(Task material begins)
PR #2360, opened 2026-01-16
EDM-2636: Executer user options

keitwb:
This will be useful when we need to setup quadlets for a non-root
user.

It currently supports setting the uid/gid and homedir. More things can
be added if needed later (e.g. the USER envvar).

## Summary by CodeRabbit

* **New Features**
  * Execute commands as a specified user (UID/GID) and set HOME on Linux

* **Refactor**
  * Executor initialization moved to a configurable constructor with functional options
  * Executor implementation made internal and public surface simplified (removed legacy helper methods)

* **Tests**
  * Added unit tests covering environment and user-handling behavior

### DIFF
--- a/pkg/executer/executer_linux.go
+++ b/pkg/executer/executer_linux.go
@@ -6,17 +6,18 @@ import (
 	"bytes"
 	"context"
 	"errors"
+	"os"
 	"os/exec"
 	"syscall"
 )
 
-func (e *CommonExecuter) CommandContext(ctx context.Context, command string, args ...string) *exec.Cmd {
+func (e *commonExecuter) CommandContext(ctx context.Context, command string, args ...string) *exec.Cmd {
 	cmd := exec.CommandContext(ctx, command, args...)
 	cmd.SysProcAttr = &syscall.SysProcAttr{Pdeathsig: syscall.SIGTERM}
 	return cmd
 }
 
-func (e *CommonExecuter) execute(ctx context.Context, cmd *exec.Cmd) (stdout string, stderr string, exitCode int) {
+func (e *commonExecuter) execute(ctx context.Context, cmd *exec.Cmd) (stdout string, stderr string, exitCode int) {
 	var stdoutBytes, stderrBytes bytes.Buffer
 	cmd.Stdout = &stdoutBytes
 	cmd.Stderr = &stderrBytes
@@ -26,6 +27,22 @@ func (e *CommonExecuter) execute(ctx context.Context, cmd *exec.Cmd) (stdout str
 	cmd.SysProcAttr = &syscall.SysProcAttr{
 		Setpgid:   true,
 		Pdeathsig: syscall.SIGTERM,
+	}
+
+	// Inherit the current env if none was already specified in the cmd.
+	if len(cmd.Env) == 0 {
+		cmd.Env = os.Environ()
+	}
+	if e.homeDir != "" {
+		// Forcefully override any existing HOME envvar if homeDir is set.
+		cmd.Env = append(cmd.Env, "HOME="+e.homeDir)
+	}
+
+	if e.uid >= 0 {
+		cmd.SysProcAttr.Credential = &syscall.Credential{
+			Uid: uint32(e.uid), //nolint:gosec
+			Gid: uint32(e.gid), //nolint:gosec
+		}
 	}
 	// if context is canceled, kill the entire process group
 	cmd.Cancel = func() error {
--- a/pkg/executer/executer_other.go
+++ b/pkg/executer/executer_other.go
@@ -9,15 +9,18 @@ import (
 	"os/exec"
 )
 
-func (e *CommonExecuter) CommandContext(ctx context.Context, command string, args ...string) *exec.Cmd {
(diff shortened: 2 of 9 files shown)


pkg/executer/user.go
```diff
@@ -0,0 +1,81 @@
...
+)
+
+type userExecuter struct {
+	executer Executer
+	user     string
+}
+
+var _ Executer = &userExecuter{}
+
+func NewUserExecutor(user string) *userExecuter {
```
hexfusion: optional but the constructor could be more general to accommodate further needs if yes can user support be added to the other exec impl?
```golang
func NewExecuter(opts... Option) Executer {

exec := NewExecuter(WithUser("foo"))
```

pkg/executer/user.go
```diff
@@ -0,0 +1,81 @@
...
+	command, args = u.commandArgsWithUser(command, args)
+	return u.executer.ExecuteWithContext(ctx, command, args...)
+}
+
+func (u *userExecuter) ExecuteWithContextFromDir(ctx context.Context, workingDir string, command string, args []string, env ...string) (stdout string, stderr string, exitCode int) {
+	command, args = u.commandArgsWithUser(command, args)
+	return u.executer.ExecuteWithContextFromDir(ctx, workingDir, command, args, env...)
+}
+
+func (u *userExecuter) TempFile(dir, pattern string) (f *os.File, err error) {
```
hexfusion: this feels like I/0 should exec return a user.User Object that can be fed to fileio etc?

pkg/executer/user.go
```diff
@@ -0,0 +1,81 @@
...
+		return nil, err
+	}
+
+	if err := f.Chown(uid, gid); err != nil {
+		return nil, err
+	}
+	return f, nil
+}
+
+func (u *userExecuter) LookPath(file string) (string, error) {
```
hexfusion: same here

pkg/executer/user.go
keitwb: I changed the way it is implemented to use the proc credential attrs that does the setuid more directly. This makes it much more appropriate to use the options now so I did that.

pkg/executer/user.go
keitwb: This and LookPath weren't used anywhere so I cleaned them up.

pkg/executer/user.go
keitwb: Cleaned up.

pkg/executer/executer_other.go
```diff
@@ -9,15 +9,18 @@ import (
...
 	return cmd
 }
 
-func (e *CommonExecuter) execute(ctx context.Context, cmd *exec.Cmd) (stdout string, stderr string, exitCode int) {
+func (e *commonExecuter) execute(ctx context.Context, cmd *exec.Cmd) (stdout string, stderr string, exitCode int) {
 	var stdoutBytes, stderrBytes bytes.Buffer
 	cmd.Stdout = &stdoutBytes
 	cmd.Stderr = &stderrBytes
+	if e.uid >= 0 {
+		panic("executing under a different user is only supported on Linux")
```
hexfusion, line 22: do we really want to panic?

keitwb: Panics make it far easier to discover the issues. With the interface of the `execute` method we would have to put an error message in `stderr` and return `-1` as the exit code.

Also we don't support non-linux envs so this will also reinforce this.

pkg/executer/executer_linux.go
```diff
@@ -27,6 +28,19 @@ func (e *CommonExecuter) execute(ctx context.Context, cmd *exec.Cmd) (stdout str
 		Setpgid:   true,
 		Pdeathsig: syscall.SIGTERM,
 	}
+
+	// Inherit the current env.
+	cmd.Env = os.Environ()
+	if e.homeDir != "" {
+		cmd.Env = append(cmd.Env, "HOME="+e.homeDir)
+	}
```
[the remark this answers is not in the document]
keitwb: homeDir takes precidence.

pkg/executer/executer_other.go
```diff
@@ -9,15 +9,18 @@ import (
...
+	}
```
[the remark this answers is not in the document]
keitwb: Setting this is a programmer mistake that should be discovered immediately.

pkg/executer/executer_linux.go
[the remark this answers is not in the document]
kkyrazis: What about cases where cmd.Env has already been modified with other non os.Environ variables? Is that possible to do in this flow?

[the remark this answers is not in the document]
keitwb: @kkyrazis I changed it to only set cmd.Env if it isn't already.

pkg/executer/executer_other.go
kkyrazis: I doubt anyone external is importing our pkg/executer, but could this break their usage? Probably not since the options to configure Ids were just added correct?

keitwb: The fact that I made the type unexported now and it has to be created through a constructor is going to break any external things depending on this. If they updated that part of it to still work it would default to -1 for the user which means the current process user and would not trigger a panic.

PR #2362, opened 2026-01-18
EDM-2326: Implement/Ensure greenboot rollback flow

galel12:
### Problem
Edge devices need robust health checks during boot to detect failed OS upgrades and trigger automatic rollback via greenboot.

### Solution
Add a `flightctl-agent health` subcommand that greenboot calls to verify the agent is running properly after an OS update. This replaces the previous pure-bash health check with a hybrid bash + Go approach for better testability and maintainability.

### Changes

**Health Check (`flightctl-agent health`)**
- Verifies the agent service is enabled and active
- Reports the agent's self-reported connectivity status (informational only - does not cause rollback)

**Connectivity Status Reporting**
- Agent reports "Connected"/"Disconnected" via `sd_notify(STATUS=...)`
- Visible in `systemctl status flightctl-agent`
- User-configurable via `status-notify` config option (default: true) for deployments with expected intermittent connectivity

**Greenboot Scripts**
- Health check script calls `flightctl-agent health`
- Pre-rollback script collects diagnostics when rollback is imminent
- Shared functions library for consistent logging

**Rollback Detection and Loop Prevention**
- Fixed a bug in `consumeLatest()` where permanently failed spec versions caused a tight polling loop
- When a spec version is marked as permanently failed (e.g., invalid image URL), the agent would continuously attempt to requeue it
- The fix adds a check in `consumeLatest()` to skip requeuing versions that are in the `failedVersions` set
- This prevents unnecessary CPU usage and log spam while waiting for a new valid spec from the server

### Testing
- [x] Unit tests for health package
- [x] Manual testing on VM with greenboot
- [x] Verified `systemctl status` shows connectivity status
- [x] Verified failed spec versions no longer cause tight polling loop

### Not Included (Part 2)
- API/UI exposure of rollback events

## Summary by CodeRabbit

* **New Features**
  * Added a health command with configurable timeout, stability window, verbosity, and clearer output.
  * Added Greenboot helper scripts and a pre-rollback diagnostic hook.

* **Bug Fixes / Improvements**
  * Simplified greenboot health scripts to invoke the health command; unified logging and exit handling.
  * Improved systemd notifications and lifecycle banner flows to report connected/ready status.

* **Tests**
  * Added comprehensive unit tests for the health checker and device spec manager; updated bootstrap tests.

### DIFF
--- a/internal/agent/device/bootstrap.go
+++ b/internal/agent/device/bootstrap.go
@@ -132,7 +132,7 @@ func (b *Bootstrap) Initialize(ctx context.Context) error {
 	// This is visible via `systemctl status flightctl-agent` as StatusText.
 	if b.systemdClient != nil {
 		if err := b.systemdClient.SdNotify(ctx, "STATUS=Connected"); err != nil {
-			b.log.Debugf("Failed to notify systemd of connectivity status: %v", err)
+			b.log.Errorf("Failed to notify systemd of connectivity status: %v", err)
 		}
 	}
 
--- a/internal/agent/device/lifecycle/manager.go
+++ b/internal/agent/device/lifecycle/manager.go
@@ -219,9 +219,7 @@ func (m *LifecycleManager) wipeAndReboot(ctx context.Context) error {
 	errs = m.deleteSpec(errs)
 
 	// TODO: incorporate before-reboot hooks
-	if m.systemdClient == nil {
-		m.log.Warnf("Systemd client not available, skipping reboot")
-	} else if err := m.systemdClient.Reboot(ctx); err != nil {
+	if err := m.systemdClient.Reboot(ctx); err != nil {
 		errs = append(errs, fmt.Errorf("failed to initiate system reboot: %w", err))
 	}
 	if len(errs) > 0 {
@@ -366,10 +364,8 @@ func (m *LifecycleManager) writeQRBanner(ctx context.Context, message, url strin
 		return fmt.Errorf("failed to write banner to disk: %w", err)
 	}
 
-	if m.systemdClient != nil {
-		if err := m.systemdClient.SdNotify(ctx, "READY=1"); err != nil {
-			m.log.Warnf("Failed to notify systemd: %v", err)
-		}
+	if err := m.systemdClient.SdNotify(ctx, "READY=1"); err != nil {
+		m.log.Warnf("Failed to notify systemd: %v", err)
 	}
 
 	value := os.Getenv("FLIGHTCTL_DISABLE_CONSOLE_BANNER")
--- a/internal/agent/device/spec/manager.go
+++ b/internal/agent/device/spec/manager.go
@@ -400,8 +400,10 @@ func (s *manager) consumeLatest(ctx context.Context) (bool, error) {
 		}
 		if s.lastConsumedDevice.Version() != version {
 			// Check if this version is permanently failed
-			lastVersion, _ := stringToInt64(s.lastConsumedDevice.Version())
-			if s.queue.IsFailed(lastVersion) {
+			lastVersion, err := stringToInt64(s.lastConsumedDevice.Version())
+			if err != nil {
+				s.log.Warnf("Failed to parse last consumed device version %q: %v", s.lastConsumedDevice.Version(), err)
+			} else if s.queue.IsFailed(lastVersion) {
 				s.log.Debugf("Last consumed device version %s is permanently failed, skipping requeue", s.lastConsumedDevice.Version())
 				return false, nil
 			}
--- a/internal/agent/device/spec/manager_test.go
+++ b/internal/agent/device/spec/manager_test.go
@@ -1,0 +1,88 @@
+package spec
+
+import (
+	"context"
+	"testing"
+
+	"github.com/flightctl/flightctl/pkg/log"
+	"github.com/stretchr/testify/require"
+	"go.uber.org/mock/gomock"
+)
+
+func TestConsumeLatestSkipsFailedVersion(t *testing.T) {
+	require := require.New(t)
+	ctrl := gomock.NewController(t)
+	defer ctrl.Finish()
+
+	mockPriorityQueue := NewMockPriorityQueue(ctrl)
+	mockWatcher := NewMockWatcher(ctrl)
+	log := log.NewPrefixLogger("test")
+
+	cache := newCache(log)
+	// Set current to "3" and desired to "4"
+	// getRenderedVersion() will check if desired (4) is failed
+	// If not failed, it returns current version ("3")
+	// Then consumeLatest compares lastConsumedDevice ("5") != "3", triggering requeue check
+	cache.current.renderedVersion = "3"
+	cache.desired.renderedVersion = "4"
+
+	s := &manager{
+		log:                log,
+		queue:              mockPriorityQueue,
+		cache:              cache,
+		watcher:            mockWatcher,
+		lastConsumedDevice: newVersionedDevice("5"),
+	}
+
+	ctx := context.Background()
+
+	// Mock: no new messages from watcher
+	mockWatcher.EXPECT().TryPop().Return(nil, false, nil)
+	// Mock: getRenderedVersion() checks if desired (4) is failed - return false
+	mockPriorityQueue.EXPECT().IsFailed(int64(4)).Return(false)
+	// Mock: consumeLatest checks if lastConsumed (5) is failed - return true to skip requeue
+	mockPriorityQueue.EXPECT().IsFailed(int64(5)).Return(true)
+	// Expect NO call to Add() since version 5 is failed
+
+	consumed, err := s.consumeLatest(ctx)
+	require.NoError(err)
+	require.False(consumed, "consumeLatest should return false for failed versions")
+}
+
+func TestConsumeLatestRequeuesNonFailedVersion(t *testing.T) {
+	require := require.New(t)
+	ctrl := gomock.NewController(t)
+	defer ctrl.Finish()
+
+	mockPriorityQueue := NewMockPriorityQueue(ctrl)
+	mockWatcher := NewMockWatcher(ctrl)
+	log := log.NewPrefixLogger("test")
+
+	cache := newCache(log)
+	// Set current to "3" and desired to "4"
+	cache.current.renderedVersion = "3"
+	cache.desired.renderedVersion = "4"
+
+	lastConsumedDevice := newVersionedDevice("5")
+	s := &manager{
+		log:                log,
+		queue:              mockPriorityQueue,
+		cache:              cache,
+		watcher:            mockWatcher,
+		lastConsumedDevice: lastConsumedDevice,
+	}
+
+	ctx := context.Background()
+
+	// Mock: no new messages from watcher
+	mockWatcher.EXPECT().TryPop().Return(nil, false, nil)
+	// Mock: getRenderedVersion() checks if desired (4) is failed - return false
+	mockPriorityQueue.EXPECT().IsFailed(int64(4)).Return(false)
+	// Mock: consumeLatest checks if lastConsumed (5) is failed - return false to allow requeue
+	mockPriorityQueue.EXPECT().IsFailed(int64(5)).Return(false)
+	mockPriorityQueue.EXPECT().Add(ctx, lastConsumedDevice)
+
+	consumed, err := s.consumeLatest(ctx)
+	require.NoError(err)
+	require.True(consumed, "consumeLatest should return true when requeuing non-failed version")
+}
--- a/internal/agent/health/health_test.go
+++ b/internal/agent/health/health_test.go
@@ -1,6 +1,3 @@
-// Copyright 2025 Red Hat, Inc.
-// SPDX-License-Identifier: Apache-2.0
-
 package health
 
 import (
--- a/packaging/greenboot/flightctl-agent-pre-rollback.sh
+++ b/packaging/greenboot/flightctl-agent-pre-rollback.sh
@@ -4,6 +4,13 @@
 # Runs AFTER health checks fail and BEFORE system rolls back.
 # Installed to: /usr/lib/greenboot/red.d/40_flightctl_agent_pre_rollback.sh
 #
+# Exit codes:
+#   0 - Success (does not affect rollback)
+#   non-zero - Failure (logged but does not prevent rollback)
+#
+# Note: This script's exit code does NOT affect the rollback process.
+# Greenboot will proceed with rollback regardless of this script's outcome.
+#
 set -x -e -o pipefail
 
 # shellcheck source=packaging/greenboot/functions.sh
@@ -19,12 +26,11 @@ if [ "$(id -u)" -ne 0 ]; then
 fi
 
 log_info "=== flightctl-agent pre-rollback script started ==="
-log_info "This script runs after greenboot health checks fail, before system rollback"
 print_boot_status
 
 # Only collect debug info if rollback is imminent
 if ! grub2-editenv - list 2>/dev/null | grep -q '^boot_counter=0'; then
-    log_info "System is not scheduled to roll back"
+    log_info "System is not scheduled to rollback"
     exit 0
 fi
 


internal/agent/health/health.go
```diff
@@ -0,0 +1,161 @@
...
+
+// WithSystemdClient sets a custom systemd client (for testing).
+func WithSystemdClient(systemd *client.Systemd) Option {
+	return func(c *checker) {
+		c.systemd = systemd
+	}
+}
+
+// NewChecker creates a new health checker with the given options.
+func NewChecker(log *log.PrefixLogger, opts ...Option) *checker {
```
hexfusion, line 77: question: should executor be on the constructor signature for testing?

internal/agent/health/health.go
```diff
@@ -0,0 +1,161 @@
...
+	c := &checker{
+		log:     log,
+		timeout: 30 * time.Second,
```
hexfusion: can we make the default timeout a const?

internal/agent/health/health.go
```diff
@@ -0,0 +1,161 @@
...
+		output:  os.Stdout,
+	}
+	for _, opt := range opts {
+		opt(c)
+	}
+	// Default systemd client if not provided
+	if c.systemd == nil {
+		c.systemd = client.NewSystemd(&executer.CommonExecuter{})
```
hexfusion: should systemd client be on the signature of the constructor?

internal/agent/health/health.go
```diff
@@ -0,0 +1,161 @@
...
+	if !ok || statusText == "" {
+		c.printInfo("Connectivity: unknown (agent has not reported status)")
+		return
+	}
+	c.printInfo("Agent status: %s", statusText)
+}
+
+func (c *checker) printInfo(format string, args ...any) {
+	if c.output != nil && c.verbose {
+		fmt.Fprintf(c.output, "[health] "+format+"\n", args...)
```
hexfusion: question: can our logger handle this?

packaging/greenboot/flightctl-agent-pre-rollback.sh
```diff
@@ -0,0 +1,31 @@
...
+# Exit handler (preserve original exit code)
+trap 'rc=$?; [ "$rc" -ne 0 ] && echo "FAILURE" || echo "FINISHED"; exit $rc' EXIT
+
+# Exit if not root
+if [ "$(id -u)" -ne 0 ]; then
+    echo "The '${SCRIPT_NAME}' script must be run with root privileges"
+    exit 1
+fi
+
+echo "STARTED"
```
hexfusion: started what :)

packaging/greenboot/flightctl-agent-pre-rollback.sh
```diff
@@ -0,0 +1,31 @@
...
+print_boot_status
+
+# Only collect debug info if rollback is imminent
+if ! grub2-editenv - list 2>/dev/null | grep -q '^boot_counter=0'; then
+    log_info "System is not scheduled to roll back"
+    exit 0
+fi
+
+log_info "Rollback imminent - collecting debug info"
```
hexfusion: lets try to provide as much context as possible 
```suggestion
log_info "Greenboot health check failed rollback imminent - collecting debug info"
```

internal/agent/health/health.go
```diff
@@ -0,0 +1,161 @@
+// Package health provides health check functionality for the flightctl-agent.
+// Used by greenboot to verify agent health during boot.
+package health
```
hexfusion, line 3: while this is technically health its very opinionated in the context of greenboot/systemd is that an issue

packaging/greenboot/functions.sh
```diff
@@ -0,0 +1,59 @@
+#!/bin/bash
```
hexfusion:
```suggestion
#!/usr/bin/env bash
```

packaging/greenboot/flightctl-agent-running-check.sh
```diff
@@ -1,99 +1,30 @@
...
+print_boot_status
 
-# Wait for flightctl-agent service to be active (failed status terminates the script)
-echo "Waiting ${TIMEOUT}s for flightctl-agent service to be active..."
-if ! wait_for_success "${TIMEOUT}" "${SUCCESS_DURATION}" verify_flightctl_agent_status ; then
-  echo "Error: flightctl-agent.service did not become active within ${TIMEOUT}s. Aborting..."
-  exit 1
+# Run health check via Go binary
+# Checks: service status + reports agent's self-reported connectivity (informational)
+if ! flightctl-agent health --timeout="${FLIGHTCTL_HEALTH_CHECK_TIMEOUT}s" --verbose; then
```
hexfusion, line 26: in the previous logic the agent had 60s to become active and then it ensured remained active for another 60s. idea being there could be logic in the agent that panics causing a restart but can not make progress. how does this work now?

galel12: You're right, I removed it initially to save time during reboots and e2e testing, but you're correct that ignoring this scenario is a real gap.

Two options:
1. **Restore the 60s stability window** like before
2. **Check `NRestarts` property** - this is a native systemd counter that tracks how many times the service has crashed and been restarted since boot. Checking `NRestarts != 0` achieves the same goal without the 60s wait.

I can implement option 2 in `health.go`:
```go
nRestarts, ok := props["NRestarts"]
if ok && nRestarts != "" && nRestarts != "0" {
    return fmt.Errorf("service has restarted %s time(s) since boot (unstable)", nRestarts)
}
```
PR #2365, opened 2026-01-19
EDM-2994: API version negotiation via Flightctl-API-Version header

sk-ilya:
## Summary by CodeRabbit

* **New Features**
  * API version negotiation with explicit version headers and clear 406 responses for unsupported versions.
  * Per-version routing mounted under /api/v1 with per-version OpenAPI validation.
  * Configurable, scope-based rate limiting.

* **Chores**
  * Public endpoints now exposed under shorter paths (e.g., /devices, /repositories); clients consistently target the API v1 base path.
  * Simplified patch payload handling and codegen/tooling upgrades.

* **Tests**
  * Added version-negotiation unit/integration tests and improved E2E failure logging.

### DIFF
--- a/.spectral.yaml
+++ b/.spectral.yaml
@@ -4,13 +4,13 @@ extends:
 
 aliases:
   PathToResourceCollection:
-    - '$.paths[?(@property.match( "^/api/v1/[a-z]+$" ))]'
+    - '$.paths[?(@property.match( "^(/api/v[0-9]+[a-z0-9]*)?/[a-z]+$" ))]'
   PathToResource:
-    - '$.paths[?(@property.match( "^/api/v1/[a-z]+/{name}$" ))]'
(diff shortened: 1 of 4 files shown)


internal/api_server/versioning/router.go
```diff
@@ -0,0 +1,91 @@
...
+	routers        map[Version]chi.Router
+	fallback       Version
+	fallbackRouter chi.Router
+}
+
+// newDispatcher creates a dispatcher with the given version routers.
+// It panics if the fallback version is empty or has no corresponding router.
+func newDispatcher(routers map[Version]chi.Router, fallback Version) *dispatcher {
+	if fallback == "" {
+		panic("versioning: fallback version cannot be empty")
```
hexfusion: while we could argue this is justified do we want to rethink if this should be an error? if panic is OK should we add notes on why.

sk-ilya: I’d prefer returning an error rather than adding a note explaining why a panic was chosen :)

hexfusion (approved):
(Task material ends)
# [Assignment]
Your reply is one number: how many lines of the records above contain the word "match".

# [Written solution]
3